Im in London. I'm going to make a post on Facebook later on today and see what I can get, I'm sure I'll be able to get most things there. With the rest, I'll use my money. Thank you very much for the advice. I just can't believe I'm in this position again. My daughter doesn't see her own dad so no help from him with money for her either. So it's now all on me. For two kids. I love my baby but I so regret having him with this person.

You're a single parent with a baby on the way. Do you receive any benefits? You must be due something now you're living alone.

Look into it
www.gov.uk/benefits-calculators

Make sure you get any keys back, give him back any stuff he's left at yours.

Talk to your midwife and your friends.

Good luck - you can do this

Lindtcat · 22/01/2023 16:23

I had to speak to him today as I was having some pain so had to go to triage. I don't drive so he dropped me. My mum is out of the city right now. We barely exchanged any words but he managed to tell me, he's going to Spain tomorrow with his mum for five days . After telling me on Friday, he is broke and I should eat oven food. He also always told me he couldn't take any time off of work, but he's managed to take off five days out of nowhere. He said, he couldn't even take time off when the baby was born as he don't get paternity leave. All was fine with baby thankfully and I'm home now resting. I want to text him and tell him how disgusting he is and then just block him. I have so much anger inside, I don't know what to do with it. My mum has said to me in future if anything is wrong or I need something, she can help me. Don't ask him for anything. She's very angry herself and wants to call him. I've just told her to leave it. I'm past the point of missing him now I'm just so angry and disgusted.

OP posts:
MissMarplesbag · 22/01/2023 16:51

He is lying about the paternity leave, all fathers get at least a fortnight's leave.

www.gov.uk/paternity-pay-leave

Get a child support maintenance claim in as soon as the baby is born.

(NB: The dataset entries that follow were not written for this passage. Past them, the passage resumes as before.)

PR #997, opened 2022-03-02
Avoid unnecessary work in logging wrappers

nr-ahemsath:
## Description

This PR updates the `RecordLogMessage()` experimental agent API to take getter functions that know how to extract the timestamp, log level and log message from an arbitrary log event object, rather than those values themselves.  This allows us to avoid doing unnecessary and expensive reflection work to get values if they aren't needed due to config settings.

I went with this approach rather than just putting the config checks in the wrapper itself for two reasons:
1. Per the current logging instrumentation engineering brief/design doc, we need to create a supportability metric that indicates that our instrumentation matched a given logging framework, even if all logging features are disabled by config.  That happens at the very top of `RecordLogMessage`, and so we can't short-circuit calling this method based on config.
2. It keeps the logic of what to do based on config settings centralized in this API rather than duplicated in all the wrappers.

Some numbers to show that this change has an improvement (taken from running a logging benchmarking app that logs ~1 million log lines as fast as possible, so the total execution time is the measure of performance - smaller is better):

| Agent Version | Config Options | Execution Time (s) |
| --------------- | ----------------- | ----------------- |
| Main Agent | N/A | 47.4 |
| Current feature branch | Overall Logging Feature and Metrics Enabled | 64.27 |
| Current feature branch | All logging features disabled | 61.38 |
| This PR | Overall Logging Feature and Metrics Enabled | 63.55 |
| This PR | All logging features disabled | 52.68 |

# Author Checklist
- [X] Performance testing completed with satisfactory results (if required)

# Reviewer Checklist
- [ ] Perform code review
- [ ] Review Changelog

### DIFF
--- a/src/Agent/NewRelic/Agent/Core/Agent.cs
+++ b/src/Agent/NewRelic/Agent/Core/Agent.cs
@@ -431,18 +431,18 @@ namespace NewRelic.Agent.Core
                 {
                     return;
                 }
-                var timestamp = getTimestamp(logEvent).ToUniversalTime();
+                var timestamp = getTimestamp(logEvent).ToUnixTimeMilliseconds();
 
                 var transaction = _transactionService.GetCurrentInternalTransaction();
                 if (transaction != null && transaction.IsValid)
                 {
                     // use transaction batching for messages in transactions
-                    transaction.LogEvents.Add(new LogEventWireModel(timestamp.ToUnixTimeMilliseconds(), logMessage, normalizedLevel, spanId, traceId));
+                    transaction.LogEvents.Add(new LogEventWireModel(timestamp, logMessage, normalizedLevel, spanId, traceId));
                     return;
                 }
 
                 // non-transaction messages with proper sanitized priority value
-                _logEventAggregator.Collect(new LogEventWireModel(timestamp.ToUnixTimeMilliseconds(),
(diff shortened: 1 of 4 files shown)


src/Agent/NewRelic/Agent/Core/Agent.cs
```diff
@@ -406,33 +406,46 @@ public void RecordSupportabilityMetric(string metricName, int count)
...
+            if (_configurationService.Configuration.LogEventCollectorEnabled) 
             {
-                return;
-            }
+                var logMessage = getLogMessage(logEvent);
+                if (string.IsNullOrWhiteSpace(logMessage))
+                {
+                    return;
+                }
+                var timestamp = getTimestamp(logEvent).ToUniversalTime();
```
jaffinito, line 434: Couldn't you ToUnixTimeMilliseconds() the time here and just store it as a value type?

jaffinito (commented):
This is a wonderful approach!  Very creative!

src/Agent/NewRelic/Agent/Core/Agent.cs
nr-ahemsath: Good idea!

jaffinito (approved):
Awesome!

JcolemanNR (approved):
Nice! it's cool how we already had functions defined for accessors! :)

Give the baby your surname and don't name him on the birth certificate so you have control and full legal rights for your child.

Lindtcat · 22/01/2023 17:19

@MissMarplesbag I honestly feel like I've been lied to this whole time. I'll be honest, I sent him some nasty messages and blocked him. I will definitely be putting him on cms. He made it a big deal for baby to have his surname. I wasn't never keen on the idea but now this has all happened, he will definitely be having my surname. Baby will be here in a month so I'm just wondering how visitation will go. As much as he's a piece of shit I don't want to deny his son having a relationship with him. He will not be there at the birth. I'm just a bit worried how all this will go. I don't want to be around him but will I have to be when baby is very little ???

OP posts:
Whatsrheday · 22/01/2023 18:25

www.gingerbread.org.uk/information/contact-arrangements/contact-faqs/#what-contact

Scroll down for info on babies

There’s a number you can call for more advice I think

MissMarplesbag · 22/01/2023 18:29

He can't have the baby for over night stays especially if you're breastfeeding when he's little. Get legal advice from a solicitor regarding visitation and speak to gingerbread as well.

Fightingbackwithhappiness · 22/01/2023 18:30

Gosh you are so well rid OP! I’m glad your mum will be there for you in the future and I’m glad the baby is okay. Stay strong, you are doing so well!

Lindtcat · 22/01/2023 19:15

Thank you once again for all the advice and kind words. Yes I will be breastfeeding.

OP posts:
Quitelikeit · 22/01/2023 19:27

What a disgusting pathetic greedy man.

I hope you go to the CSA and take him for everything you can.

Please do not let this scumbag back into your life.

It seems he has manipulated you and takes you for a fool. If he tries to worm his way back in you’d be foolish to fall for his story.

He will not change, he is likely to get worse!